Exercise aim
Lines from the records below that contain the word "framework" are to be copied out.

Entries taken from a collection

PR #8438, opened 2022-12-01
ci: use fixed os version of ubuntu

tzssangglass:
### Description

Fixes # (issue)
ref: https://github.com/actions/runner-images/issues/6399

### Checklist

### DIFF
--- a/.github/workflows/centos7-ci.yml
+++ b/.github/workflows/centos7-ci.yml
@@ -22,7 +22,7 @@ permissions:
 jobs:
   test_apisix:
     name: run ci on centos7
-    runs-on: ubuntu-latest
+    runs-on: ubuntu-20.04
     timeout-minutes: 90
     strategy:
       fail-fast: false


tao12345666333 (approved):

soulbird (approved):

spacewander (commented):
https://github.com/apache/apisix/blob/0ed451a32e9b7ba9ee4750b6a02289ed26c8ae2b/.github/workflows/fuzzing-ci.yaml#L25

We should use "find & replace" to update all the workflows?

spacewander:
Anyway, if the policy is to fix the CI and upgrade to 22.04 in the future, we can merge this PR now.

tzssangglass:
> We should use "find & replace" to update all the workflows?

Since Dec 1, the default version of `ubuntu-latest` is 22.04. For workflows that are running on `ubuntu-latest` and work well, I think we don't need to downgrade back to 20.04.

> if the policy is to fix the CI and upgrade to 22.04 in the future, we can merge this PR now.

+1

tokers (approved):

spacewander (approved):

PR #8448, opened 2022-12-02
change: rename kms to secret

soulbird:
### Description

Fixes # https://github.com/apache/apisix/issues/8319#issuecomment-1334787833

### Checklist


t/admin/secrets.t
```diff
@@ -53,14 +53,14 @@ __DATA__
                         "prefix" : "apisix",
                         "token" : "apisix"
                     },
-                    "key": "/apisix/kms/vault/test1"
+                    "key": "/apisix/secrets/vault/test1"
```
tzssangglass, line 56: why we use `secrets` in admin API and use `secret` in etcd, according to the current style of APISIX, it should be standardised with `secrets`.

spacewander (approved):

shreemaan-abhishek:
In some places `kms` hasn't yet been updated to `secret`. This has been fixed in: #8697

PR #8453, opened 2022-12-03
chore: update the default HTTP router

### LINKED ISSUE #8354: Change the default HTTP router from radixtree_uri to radixtree_host_uri
### Description

Hi, community, 

We talked about changing the default HTTP router from `radixtree_uri` to `radixtree_host_uri` in the [mailing list]
(https://lists.apache.org/thread/6kkrdk2bkxmccwho3lk5jz5lrsvbsxgt).

I'll show the content here again:

> Let me just explain the differences between them. The radixtree_uri 
router matches API requests with the existing route tree by URI path, 
While the radixtree_host_uri matches the HTTP host and then matches 
the URI path. 
>
> So when Apache APISIX uses radixtree_uri as the default HTTP router, 
there is a confusing scenario (even we can say it's a bug): Let's say 
we have two routes, the first one requires the host matches 
*.[example.com](http://example.com/), and the URI path is /anything, And the second one needs 
the host matches [foo.example.com](http://foo.example.com/) exactly, and the URI path is also 
/anything. In such a case, if we send an API request, we may hit the 
first route, which is counterintuitive. 
>
> We also have a lot of voices from the community that users have been 
in trouble since they think Apache APISIX will consider the HTTP host 
match by default. However, it's not the case. So I'm here to propose 
changing the default HTTP router to radixtree_host_uri. 
>
> I know this is a broken change, so we may have to do this in 3.x 
releases and may not back it port to the 2.15 LTS version. 
>
> By the way, the radixtree_uri may have better performance than 
radixtree_host_uri, so if we really change the default HTTP router, we 
also need to give users a hint that: if they want better performance 
or you are making a stress test, you may change the HTTP router back 
to the radixtree_uri.

I think to implement the change, we need to close the tasks below:

- [ ] Coding for changing the default URI, making all the test cases passed
- [ ] Write docs for claiming the broken change
- [ ] Write docs for giving users a hint about the performance difference between `radixtree_host_uri` and `radixtree_uri`, give them some advice about the performance tuning

XFarooqi:
### Description

Updated the default HTTP router from radixtree_uri to radixtree_host_uri to remove the confusion that which route will hit first. Let's say, we have two routes, the first one requires the host matches *.example.com, and the URI path is /anything, And the second one needs the host matches foo.example.com exactly, and the URI path is also /anything. In such a case, if we send an API request, we may hit the first route, which is counterintuitive.

This is also helpful as most of the users have been in confusion since they think Apache APISIX will consider the HTTP host match by default. Also updated the documentation reflecting the result of these changes. i.e, Comparatively low performance can be expected in radixtree_host_uri

Fixes #8354

### Checklist

### DIFF
--- a/conf/config-default.yaml
+++ b/conf/config-default.yaml
@@ -75,7 +75,7 @@ apisix:
   # Turn this option on if you want to be compatible with servlet when matching URI path.
   normalize_uri_like_servlet: false
   router:
-    http: radixtree_uri         # radixtree_uri: match route by uri(base on radixtree)
+    http: radixtree_host_uri      # radixtree_uri: match route by uri(base on radixtree)
                                   # radixtree_host_uri: match route by host + uri(base on radixtree)
                                   # radixtree_uri_with_parameter: like radixtree_uri but match uri with parameters,
                                   #   see https://github.com/api7/lua-resty-radixtree/#parameters-in-path for
--- a/docs/en/latest/terminology/router.md
+++ b/docs/en/latest/terminology/router.md
@@ -44,7 +44,8 @@ A Router can have the following configurations:
     - `match priority`: First try an absolute match, if it didn't match, try prefix matching.
     - `Any filter attribute`: This allows you to specify any Nginx built-in variable as a filter, such as URL request parameters, request headers, and cookies.
   - `radixtree_uri_with_parameter`: Like `radixtree_uri` but also supports parameter match.
-  - `radixtree_host_uri`: Matches both host and URI of the request. Use `host + uri` as the primary index (based on the `radixtree` engine).
+  - `radixtree_host_uri`: Matches both host and URI of the request. Use `host + uri` as the primary index (based on the `radixtree` engine). It may lag in performance as compared to redixtree_uri.
+For better performance or stress test, you can change the HTTP router back to the radixtree_uri.
 
 - `apisix.router.ssl`: SSL loads the matching route.
   - `radixtree_sni`: (Default) Use `SNI` (Server Name Indication) as the primary index (based on the radixtree engine).


XFarooqi:
@tokers  
Can you please help me with these failing tests, maybe some guidance?

tokers:
I think some of them failed due to the router was changed and must add more match conditions for routes in these cases.

XFarooqi:
Can you please help me more about the match conditions, I have no good idea as I am very new to this repo. 
But I am ready to complete the task.

tokers:
> 

Please read more about the [what is route](https://apisix.apache.org/docs/apisix/terminology/route/).

membphis:
Because you modified the default router, it will cause some test cases to fail.

So you also need to change the test case at the same time, specify `radixtree_uri` for the failure case.

Boburmirzo:
> Because you modified the default router, it will cause some test cases to fail.
> 
> So you also need to change the test case at the same time, specify `radixtree_uri` for the failure case.

@membphis Could we give to Abdul useful links to any guidelines or tutorials on how to test things on Apache APISIX?

I think it is quite hard and risky to modify existing tests without any knowledge. If we do not have any learning materials, we should prepare for new joiners.

spacewander:
> > Because you modified the default router, it will cause some test cases to fail.
> > So you also need to change the test case at the same time, specify `radixtree_uri` for the failure case.
> 
> @membphis Could we give to Abdul useful links to any guidelines or tutorials on how to test things on Apache APISIX?
> 
> I think it is quite hard and risky to modify existing tests without any knowledge. If we do not have any learning materials, we should prepare for new joiners.

Here it is: https://github.com/apache/apisix/blob/master/docs/en/latest/internal/testing-framework.md

XFarooqi:
> > > Because you modified the default router, it will cause some test cases to fail.
> > > So you also need to change the test case at the same time, specify `radixtree_uri` for the failure case.
> > 
> > 
> > @membphis Could we give to Abdul useful links to any guidelines or tutorials on how to test things on Apache APISIX?
> > I think it is quite hard and risky to modify existing tests without any knowledge. If we do not have any learning materials, we should prepare for new joiners.
> 
> Here it is: https://github.com/apache/apisix/blob/master/docs/en/latest/internal/testing-framework.md

Thank you @spacewander for providing me with the link. I respect your time.

Because I have no prior experience if writing test cases, I am having the following issues in writing test cases:
1. APISIX uses test-nginx framework for testing and its documentation itself is complex to understand.
2. Reading the documentation, I understand how to write test cases, etc but I am not able to find out what changes should I have to make in failing test cases.
3. In the summary of failing test cases, there is some test that is shown as failed but when I see that file then it doesn't include those test cases. For example in `t/plugin/ai.`, Failed Tests are  [3, 9, 12, 15, 19, 22, 25, 28, 41, 45-46] but when I check this file it has only 12 test cases.
4.  In the log description of **Failed Test 4 of `'t/plugin/ai4.t`** there are so many things that I am totally unable to understand.
Screenshot 2023-01-29 at 1 06 54 PM


I genuinely want to contribute to APISIX and solve this issue and I will highly appreciate it if you can guide me with step-by-step procedures for the issue. Because it looks like I am running in a loop where I am learning everything individually but not able to connect them with others.

spacewander:
The questions you asked are more relative to the test-nginx framework. Maybe you can get some help from their side and spend more time learning about it.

Response to the task
Here it is: https://github.com/apache/apisix/blob/master/docs/en/latest/internal/testing-framework.md
> Here it is: https://github.com/apache/apisix/blob/master/docs/en/latest/internal/testing-framework.md
1. APISIX uses test-nginx framework for testing and its documentation itself is complex to understand.
The questions you asked are more relative to the test-nginx framework. Maybe you can get some help from their side and spend more time learning about it.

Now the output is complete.